The reality is something very simple that sadly many small shop vendors don't understand themselves. Performance for small shop blowers almost always comes down to one simple thing, the diameter of the impeller. The reasons for this are:. Most have to use simple material movement impellers that are built like tanks to handle material hits from pieces of wood. Whenever our cyclone dust bins get full, all goes right through the impeller, so don't get sucked into buying an aluminum impeller that can explode when hit with a wood knot;.

Most use material movement impellers with backward curved blades because these provide the most efficiency with the least noise;. Experiments show that changing blade height over about one third the diameter of the impeller has little impact on impeller efficiency because each blade shadows following blades;. Experiments further show that blade length which establishes the diameter of the impeller is almost totally responsible for establishing impeller efficiency; so,.

These facts let you make an informed decision on what a blower can really produce instead of having to rely on totally useless sales claim information.
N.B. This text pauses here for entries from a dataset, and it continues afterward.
PR #7344, opened 2025-01-30
Parse Rust error message locations with multiple leading spaces

narpfel:
Rust error message locations (` --> <source>:<line>:<col>`) can have more than one leading space, e. g. when the source code snippet that is shown has line numbers greater than ten.

In this example (https://godbolt.org/z/9W8xPv36c), the error message is not be recognised as an error and there are no red squigglies in the editor pane.

### DIFF
--- a/lib/utils.ts
+++ b/lib/utils.ts
@@ -228,7 +228,7 @@ export function parseOutput(
 }
 
 export function parseRustOutput(lines: string, inputFilename?: string, pathPrefix?: string) {
-    const re = /^ --> <source>[(:](\d+)(:?,?(\d+):?)?[):]*\s*(.*)/;
+    const re = /^\s+-->\s+<source>[(:](\d+)(:?,?(\d+):?)?[):]*\s*(.*)/;
     const result: ResultLine[] = [];
     eachLine(lines, line => {
         line = _parseOutputLine(line, inputFilename, pathPrefix);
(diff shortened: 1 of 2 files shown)


lib/utils.ts
```diff
@@ -228,7 +228,7 @@ export function parseOutput(
 }
 
 export function parseRustOutput(lines: string, inputFilename?: string, pathPrefix?: string) {
-    const re = /^ --> <source>[(:](\d+)(:?,?(\d+):?)?[):]*\s*(.*)/;
+    const re = /^ +--> <source>[(:](\d+)(:?,?(\d+):?)?[):]*\s*(.*)/;
```
mattgodbolt, line 231: Maybe `\s+` would be more appropriate in general? (and for the other space here)?

narpfel: I think it’s unlikely that `rustc` would ever emit a tab or a Unicode space here, but it probably doesn’t hurt either.

mattgodbolt: Thanks; it's more for the look of the thing when the rest of it uses `\s` for whitespace (even though I bet it doesn't use tabs there either)

dkm:
Fix is live, but I don't fix the issue is gone, unless I don't understand the reproducer...

narpfel:
It seems the old state was cached. After a click on “Clear cache & recompile”, the error is correctly highlighted for me.

dkm:
> It seems the old state was cached. After a click on “Clear cache & recompile”, the error is correctly highlighted for me.

correct!

PR #7352, opened 2025-02-01
Overhaul 'history' look

OfekShilon:
Single tab, no diffs - single source display, no list bullets, added spacing, added syntax highlighting.
That's it, I think.
hist

### DIFF
--- a/static/widgets/history-widget.ts
+++ b/static/widgets/history-widget.ts
@@ -131,10 +131,10 @@ export class HistoryWidget {
     }
 
     private resizeLayout() {
-        const tabcontent = unwrap(this.modal).find('div.src-content');
+        const content = unwrap(this.modal).find('div.src-content');
         this.srcDisplay?.layout({
-            width: unwrap(tabcontent.width()),
-            height: unwrap(tabcontent.height()) - 20,
+            width: unwrap(content.width()),
+            height: unwrap(content.height()) - 20,
         });
     }
 
--- a/static/widgets/history-widget.ts
+++ b/static/widgets/history-widget.ts
@@ -32,19 +32,11 @@ import {unwrap} from '../assert.js';
 type Entry = {dt: number; name: string; load: () => void};
 
 export class HistoryWidget {
-    private modal: JQuery | null;
-    private srcDisplay: editor.ICodeEditor | null;
-    private model: ITextModel;
-    private currentList: HistoryEntry[];
-    private onLoadCallback: (data: HistoryEntry) => void;
-
-    constructor() {
-        this.modal = null;
-        this.srcDisplay = null;
-        this.currentList = [];
-        this.onLoadCallback = () => {};
-        this.model = editor.createModel('', 'c++');
-    }
+    private modal: JQuery | null = null;
+    private srcDisplay: editor.ICodeEditor | null = null;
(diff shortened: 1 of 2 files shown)


OfekShilon:
Diverted some screen real-estate from the list (left) to the source (right):
image

jeremy-rifkin:
pogfish

static/widgets/history-widget.ts
```diff
@@ -126,56 +87,29 @@ export class HistoryWidget {
         );
     }
 
-    private hideRadiosAndSetDiff() {
-        const root = unwrap(this.modal).find('.historiccode');
-        const items = root.find('li:not(.template)');
+    private getContent(src: EditorSource[]) {
+        return src.map(val => `/****** ${val.lang} ******/\n${val.source}`).join('\n');
+    }
```
junlarsen, line 92: Maybe not the best to put it here? I assume it's only for display but it's probably best displayed either above, or not using a hacky "comment"

junlarsen (commented):
Overall very nice! Just a small q regarding the magic language comment :)

static/widgets/history-widget.ts
OfekShilon: This isn't my addition - you can see this added header when viewing diffs in the history pane in the live site.
I imagine it can be useful when there are multiple open editors with different languages.  But I knowingly ignored this case when adding syntax highlighting - instead I just took the language from the first editor. (I strongly believe it's a net positive)

OfekShilon: The original is here:
https://github.com/compiler-explorer/compiler-explorer/blob/7cecdad70dbe4f4142d21e826839c818811bf35e/static/widgets/history-widget.ts#L52

static/widgets/history-widget.ts
```diff
@@ -26,80 +26,41 @@ import $ from 'jquery';
...
+    private model: ITextModel;
     private currentList: HistoryEntry[];
     private onLoadCallback: (data: HistoryEntry) => void;
 
     constructor() {
         this.modal = null;
-        this.diffEditor = null;
-        this.lhs = null;
-        this.rhs = null;
+        this.srcDisplay = null;
```
jeremy-rifkin, line 43: Maybe just `private srcDisplay: editor.ICodeEditor | null = null;` above?

jeremy-rifkin (approved):
Code looks good to me, one take or leave comment

static/widgets/history-widget.ts
OfekShilon: Thanks! I now did this for the initialization of all 5 private data members.  It might be slightly 'foreign' to the rest of CE but I like it better too.

static/widgets/history-widget.ts
partouf: You can have multiple languages in a history entry, so it serves as both a language indication as a separator. A constant might be nice, but there's not much other alternatives than doing this.

OfekShilon:
BTW while working on this I accidentally hit an error that Sentry spams us about, "Illegal value for lineNumber", that I was never able to reproduce.  Turns out it is a click-timing issue with monaco's diff view, and I finally managed to isolate and report it: https://github.com/microsoft/vscode/issues/239410

PR #7357, opened 2025-02-02
[rust] Add quickfixes for missing imports and feature flags

narpfel:
The Rust compiler emits error messages that are (in some cases) detailed enough that they can be parsed to generate quickfixes, e. g. when missing an import or a nightly feature flag.

Example: https://godbolt.org/z/jh3bY19P4 With this PR, hitting `Ctrl-.` with the cursor above any of the two errors in the editor will open a quickfix popup that can fix the respective error:

import_quickfix
feature_quickfix
=>
quickfixes_applied

## Alternatives

This feature could also be implemented (more robustly) by using `rustc`’s JSON output. However, `rustc` can’t output *both* human-readable and structured diagnostics, so it would be necessary to invoke the compiler twice to do this. Considering that the Rust Playground also parses the normal human-readable error format, I’d argue that the regex-based approach is good enough.

---

Requested in #5284.

### DIFF
--- a/lib/utils.ts
+++ b/lib/utils.ts
@@ -36,7 +36,7 @@ import _ from 'underscore';
 import type {CacheableValue} from '../types/cache.interfaces.js';
 import {BasicExecutionResult, UnprocessedExecResult} from '../types/execution/execution.interfaces.js';
 import {LanguageKey} from '../types/languages.interfaces.js';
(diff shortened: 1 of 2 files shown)


junlarsen (approved):
Neat, thanks!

With all virtually identical in performance, you can look at a good ACMA certified fan curve table for an industrial blower with the same size impeller running at RPM.

That table will instantly let you know not only the expected CFM at different resistances, but also the needed horsepower to drive an impeller at that load, and even the size of the inlet needed by that impeller.

If the sales claims don't match, please don't be surprised as many of today's hobbyist blowers appear to look pretty but their designs are so bad that almost any hobbyist with just a few minutes time can build a far better performer using the same impeller.

Dust collector makers have to protect their motors from burning up when allowed to run wide open with no airflow restrictions.